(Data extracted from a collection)
- - - - -

Issue #48, opened 2017-02-14
What additional standard metadata items should be included in EventFlow?


karolz-ms:
The primary reason for attaching metadata to events is to enable outputs to produce various semantically-rich telemetry types. In general, metadata has no fixed schema, but for the sake of standardization and to ease output implementation EventFlow has the notion of "standard metadata". The standard metadata defines property names and types associated with well-known metadata tags. Currently two kinds of standard metadata are defined: "metric" and "request": https://github.com/Azure/diagnostics-eventflow#standard-metadata-types

We are planning to add some more standard metadata types and would appreciate feedback on what additional standard metadata types should be added to EventFlow, either to its core, or as a well-known metadata for one of its outputs?

For example, Microsoft Application Insights has notions of "dependency call", "event" (representing a significant user interaction or significant configuration change), "exception" (unexpected error) and "page view". The dependency call seems like a useful and generic concept that could be added to the core, but the others I am less sure about.

nblumhardt:
In addition to the ones you've noted, I think `Timestamp` etc. also come under this heading (though the way they're represented may be different) - from EventData.cs:

```csharp
        public DateTimeOffset Timestamp { get; set; }
        public string ProviderName { get; set; }
        public LogLevel Level { get; set; }
        public long Keywords { get; set; }
```

Some observations based on the fields we used in Serilog and how this has mapped to the various back-ends and integrations:

 * `Timestamp` and `Level` concide with first-class metadata properties in Serilog 👍
 * `Message` is core to the representation of most log data; it'd be hard to reliably implement logging-oriented outputs without it
 * `Exception` has proven useful for some back-ends and for custom rendering - it's often given special treatment on the collection-side
 * Some notion of an event type is pretty common, but the semantics vary substantially
  - Serilog treats `MessageTemplate` as a surrogate event type (events logged with the same template have the same type), effectively globally distinct
  - MEL has both `EventId` (string or int), distinct per logger, and message templates (not always present, but global when it is)
  - NLog's about to get message template support
  - ETW etc. (as you'd have observed) has a pretty strong event id concept, distinct by source
 * `Source` appears almost universally in logging libraries - Serilog has a well-known, though not first-class property called `SourceContext` for this

The event type one is really powerful, but also hard to handle semantically. Not sure if there's a clean way to get end-to-end fidelity there.

FWIW, there's an interesting food-for-thought list in: https://github.com/nlog/nlog/wiki/Layout-Renderers.

[...]

PR #81, opened 2017-04-28
Add new metadata types

karolz-ms:
1. Add request and exception standard metadata
2. Add "event" metadata (ApplicationInsights-specific)
3. Add support for request and exception metadata to ApplicationInsights output and Elasticsearch output

This resolves issue https://github.com/Azure/diagnostics-eventflow/issues/48

Documentation update will be handled as a separate change

### DIFF
--- a/src/Microsoft.Diagnostics.EventFlow.Core/Implementations/Metadata/DataRetrievalResult.cs
+++ b/src/Microsoft.Diagnostics.EventFlow.Core/Implementations/Metadata/DataRetrievalResult.cs
@@ -3,6 +3,7 @@
 //  Licensed under the MIT License (MIT). See License.txt in the repo root for license information.
 // ------------------------------------------------------------
 
+using System;
 using Validation;
 
 namespace Microsoft.Diagnostics.EventFlow.Metadata
@@ -12,23 +13,19 @@ namespace Microsoft.Diagnostics.EventFlow.Metadata
         Success = 0,
         MetadataPropertyMissing = 1,
         InvalidMetadataValue = 2,
-        DataMissingOrInvalid = 3
+        DataMissingOrInvalid = 3,
+        InvalidMetadataType = 4
     }
 
     public class DataRetrievalResult
     {
-        private static readonly DataRetrievalResult SuccessResult = new DataRetrievalResult() { Status = DataRetrievalStatus.Success };
+        public static readonly DataRetrievalResult Success = new DataRetrievalResult() { Status = DataRetrievalStatus.Success };
 
         public DataRetrievalStatus Status { get; private set; }
         public string Message { get; private set; }
 
         // Prevent public construction
         private DataRetrievalResult() { }
-
-        public static DataRetrievalResult Success()
-        {
-            return SuccessResult;
-        }
 
         public static DataRetrievalResult MissingMetadataProperty(string missingPropertyName)
         {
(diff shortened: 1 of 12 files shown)


src/Microsoft.Diagnostics.EventFlow.Core/Implementations/Metadata/EventMetadata.cs
```diff
@@ -7,6 +7,7 @@
 using System.Linq;
 using System.Collections.Generic;
 using Validation;
+using System.Diagnostics;
```
xiaomi7732: nit: Sort usings, please :-)

src/Microsoft.Diagnostics.EventFlow.Core/Implementations/Metadata/EventMetadata.cs
```diff
@@ -57,5 +58,39 @@ public override int GetHashCode()
...
+                return DataRetrievalResult.DataMissingOrInvalid(eventPropertyName);
+            }
+            else
+            {
+                eventPropertyValue = value;
+            }
+
+            return DataRetrievalResult.Success;
+        }
+
```
xiaomi7732: nit: Remove empty lines

src/Microsoft.Diagnostics.EventFlow.Core/Implementations/Metadata/DataRetrievalResult.cs
```diff
@@ -12,24 +13,20 @@ public enum DataRetrievalStatus
...
-        private static readonly DataRetrievalResult SuccessResult = new DataRetrievalResult() { Status = DataRetrievalStatus.Success };
+        public static readonly DataRetrievalResult Success = new DataRetrievalResult() { Status = DataRetrievalStatus.Success };
 
         public DataRetrievalStatus Status { get; private set; }
         public string Message { get; private set; }
 
         // Prevent public construction
         private DataRetrievalResult() { }
 
-        public static DataRetrievalResult Success()
```
xiaomi7732: This is surly simpler. But is this change only to make it simpler? The reason I ask here is that the other DataRetrievalResult are all methods, and this is becoming a public field, I am afraid that is a bit confusion from the caller perspective. What do you think? Or is there some other intention that I don't see?

src/Microsoft.Diagnostics.EventFlow.Outputs.ApplicationInsights/ApplicationInsightsOutput.cs
```diff
@@ -6,17 +6,20 @@
 using System;
 using System.Collections.Generic;
 using System.Diagnostics;
+using System.IO;
 using System.Threading;
 using System.Threading.Tasks;
+
```
xiaomi7732: nit: Sort usings, please :-)

src/Microsoft.Diagnostics.EventFlow.Core/Implementations/Metadata/EventMetadata.cs
karolz-ms: ok

src/Microsoft.Diagnostics.EventFlow.Core/Implementations/Metadata/EventMetadata.cs
karolz-ms: done

src/Microsoft.Diagnostics.EventFlow.Core/Implementations/Metadata/DataRetrievalResult.cs
karolz-ms: For the Success property there is simply no good reason to use a method. Other static methods in this class are factory methods that need parameters. I do not think this is particularly confusing.

src/Microsoft.Diagnostics.EventFlow.Outputs.ApplicationInsights/ApplicationInsightsOutput.cs
karolz-ms: In this file the usings are grouped and sorted within the group.  The groups are system namespaces, non-system library namespaces and EventFlow namespaces.

karolz-ms:
Thanks, Saar, for a quick review! Appreciate it!!

xiaomi7732:
@karolz-ms Thanks for adding new supported types.

Issue #77, opened 2017-04-20
Support for encrypted Service Fabric settings


zyrow123:
extend the support for Service Fabric settings and application parameters to allow for encrypted settings as well.

zyrow123:
Just noticed this comment in the code.
// We omit encrypted values due to security concerns--if you need them, use Service Fabric APIs to access them

So it is intentionally committed, so if I wanted to encrypt my instrumentation key for application insights and then still use the ServiceFabricDiagnosticPipelineFactory how would I go about doing that

karolz-ms:
Honestly there is no good way...

Maybe we are too restrictive, let me think about it

karolz-ms:
Resolved with Service Fabric NuGet package version 1.1.3

PR #83, opened 2017-05-08
Better Service Fabric configuration support

karolz-ms:
Adds support for Service Fabric encrypted settings
EventFlow configuration can be placed in arbitrary configuration package

Resolves issue https://github.com/Azure/diagnostics-eventflow/issues/77

### DIFF
--- a/src/Microsoft.Diagnostics.EventFlow.ServiceFabric/ConfigurationProvider/SecureStringExtensions.cs
+++ b/src/Microsoft.Diagnostics.EventFlow.ServiceFabric/ConfigurationProvider/SecureStringExtensions.cs
@@ -6,6 +6,7 @@
 using System;
 using System.Runtime.InteropServices;
 using System.Security;
+using Validation;
 
 namespace Microsoft.Extensions.Configuration.ServiceFabric
 {
@@ -13,10 +14,7 @@ namespace Microsoft.Extensions.Configuration.ServiceFabric
     {
         public static string ToUnsecureString(this SecureString secureString)
         {
-            if (secureString == null)
-            {
-                throw new ArgumentNullException();
-            }
+            Requires.NotNull(secureString, nameof(secureString));
 
             IntPtr unmanagedString = IntPtr.Zero;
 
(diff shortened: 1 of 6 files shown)


src/Microsoft.Diagnostics.EventFlow.ServiceFabric/ConfigurationProvider/SecureStringExtensions.cs
```diff
@@ -0,0 +1,34 @@
...
+using System.Runtime.InteropServices;
+using System.Security;
+
+namespace Microsoft.Extensions.Configuration.ServiceFabric
+{
+    public static class SecureStringExtensions
+    {
+        public static string ToUnsecureString(this SecureString secureString)
+        {
+            if (secureString == null)
```
xiaomi7732: nit: Is there reason not using the function from Validate library?

src/Microsoft.Diagnostics.EventFlow.ServiceFabric/ServiceFabricDiagnosticPipelineFactory.cs
```diff
@@ -21,16 +21,32 @@ public static class ServiceFabricDiagnosticPipelineFactory
         public static readonly string FabricConfigurationValueReference = @"servicefabric:/(?<section>\w+)/(?<name>\w+)";
         public static readonly string FabricConfigurationFileReference = @"servicefabricfile:/(?<filename>.+)";
 
-        public static DiagnosticPipeline CreatePipeline(string healthEntityName, string configurationFileName = "eventFlowConfig.json")
+        public static DiagnosticPipeline CreatePipeline(
+            string healthEntityName, 
+            string configurationFileName = "eventFlowConfig.json",
```
xiaomi7732: nit: I know this is not related to this change but can we make this a constant as well since we are touching this signature anyway. No big deal. Your call.

src/Microsoft.Diagnostics.EventFlow.ServiceFabric/ConfigurationProvider/SecureStringExtensions.cs
karolz-ms: Fixed. This code was copied from somewhere else and I did not pay enough attention, good catch!

src/Microsoft.Diagnostics.EventFlow.ServiceFabric/ServiceFabricDiagnosticPipelineFactory.cs
karolz-ms: Makes sense, fixed

karolz-ms:
Cool, thanks for the review, Saar!

PR #84, opened 2017-05-11
Expressions can use hexadecimal values

karolz-ms:


src/Microsoft.Diagnostics.EventFlow.Core/Implementations/FilterEvaluators/CachingPropertyExpressionEvaluator.cs
```diff
@@ -86,14 +88,32 @@ private object InterpretRhsValue(Type eventPropertyValueType)
                 }
                 else return null;
             }
+            // Special-case long, ulong, int and uint to allow hexadecimal notation
+            else if (eventPropertyValueType == typeof(long))
+            {
```
yantang-msft: Add byte and int16

karolz-ms: Makes sense, added.

karolz-ms:
Thanks for the review, Yanming!

Issue #80, opened 2017-04-24
Need an operator for the "is keyword set" test


karolz-ms:
In the current implementation none of the operators supported by expression allow for easy testing of individual keywords. We need an operator for that (to test that all bits in the keyword mask are set)

Something like this:
```json
  "filters" : [
    {
      "type": "drop",
      "include": "Keywords &== 0x4"
    }
  ]
```

We probably also need an operator that checks whether none of the bits in the keyword mask are set (perhaps !== makes sense as a symbol for this operation)

gperrego:
Yes Yes Yes Please.

yantang-msft:
#85

karolz-ms:
Core package version 1.1.4 has the operator &== implemented. 

Feel free to reactivate this issue if the !== operator is also necessary in your scenario.

PR #85, opened 2017-05-12
Add a new operator '&==' to address issue #80

yantang-msft:
Add a new operator '&=='. This is used to test the bit mask of the property value, which can be used to filter on properties like Keywords.

### DIFF
--- a/src/Microsoft.Diagnostics.EventFlow.Core/Implementations/FilterEvaluators/BitwiseEqualityEvaluator.cs
+++ b/src/Microsoft.Diagnostics.EventFlow.Core/Implementations/FilterEvaluators/BitwiseEqualityEvaluator.cs
@@ -1,6 +1,7 @@
-﻿//-----------------------------------------------------------------------------
-// Copyright (c) Microsoft Corporation.  All rights reserved.
-//-----------------------------------------------------------------------------
+﻿// ------------------------------------------------------------------------------------------------
+//  Copyright (c) Microsoft Corporation.  All rights reserved.
+//  Licensed under the MIT License (MIT). See License.txt in the repo root for license information.
+// ------------------------------------------------------------------------------------------------
 
 using System;
 using System.Collections.Generic;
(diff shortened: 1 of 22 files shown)


src/Microsoft.Diagnostics.EventFlow.Core/Implementations/FilterEvaluators/BitwiseEqualityEvaluator.cs
```diff
@@ -0,0 +1,73 @@
+﻿//-----------------------------------------------------------------------------
+// Copyright (c) Microsoft Corporation.  All rights reserved.
```
karolz-ms: This should be the header indicating MIT license, see other files in the repo

src/Microsoft.Diagnostics.EventFlow.Core/Implementations/FilterEvaluators/BitwiseEqualityEvaluator.cs
```diff
@@ -0,0 +1,73 @@
...
+            }
+            else
+            {
+                isValidRhsValue = ulong.TryParse(value, out this.unsignedRhsValue)
+                    && long.TryParse(value, out this.signedRhsValue);
+            }
+
+            if (!isValidRhsValue)
+            {
+                throw new ArgumentException($"The rhs value '{value}' of &= operator is not integral type");
```
karolz-ms: "right-hand side value" will be more understandable

also the operator is &==, not just &=

src/Microsoft.Diagnostics.EventFlow.Core/Implementations/FilterEvaluators/BitwiseEqualityEvaluator.cs
```diff
@@ -0,0 +1,73 @@
...
+
+        public override bool Evaluate(EventData e)
+        {
+            object propertyValue;
+            if (!e.TryGetPropertyValue(this.propertyName, out propertyValue))
+            {
+                return false;
+            }
+
+            var valueAsString = propertyValue.ToString();
```
karolz-ms: Serializing to string and parsing back will be expensive from performance standpoint. Can we do better?

karolz-ms: We already have boxed the value so "is int", "is long" etc. should be really low cost. Yes, it is not as concise as your proposed implementation, but much faster!

PR #86, opened 2017-05-22
EventFlow pipeline simplification and hardening

karolz-ms:
This change addressed some outstanding issues with EventFlow pipeline

1. Pipeline disposal is too complex and at the same time will take longer than necessary if throttling occurred during operation. This is because we employ event counting scheme to determine when the pipeline is drained, but if events are throttled, the count will be off and we will wait till completion timeout for events that were throttled long ago.

2. Because of how BroadcastBlock works we might not warn the consumer of the pipeline if throttling occurs.

### DIFF
--- a/src/Microsoft.Diagnostics.EventFlow.Core/Implementations/LossReportingPropagatorBlock.cs
+++ b/src/Microsoft.Diagnostics.EventFlow.Core/Implementations/LossReportingPropagatorBlock.cs
@@ -1,0 +1,215 @@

- - - - -

*Your goal*
Lines in the data containing the string "more" are to be counted; give that number alone.

*Finished exercise*
2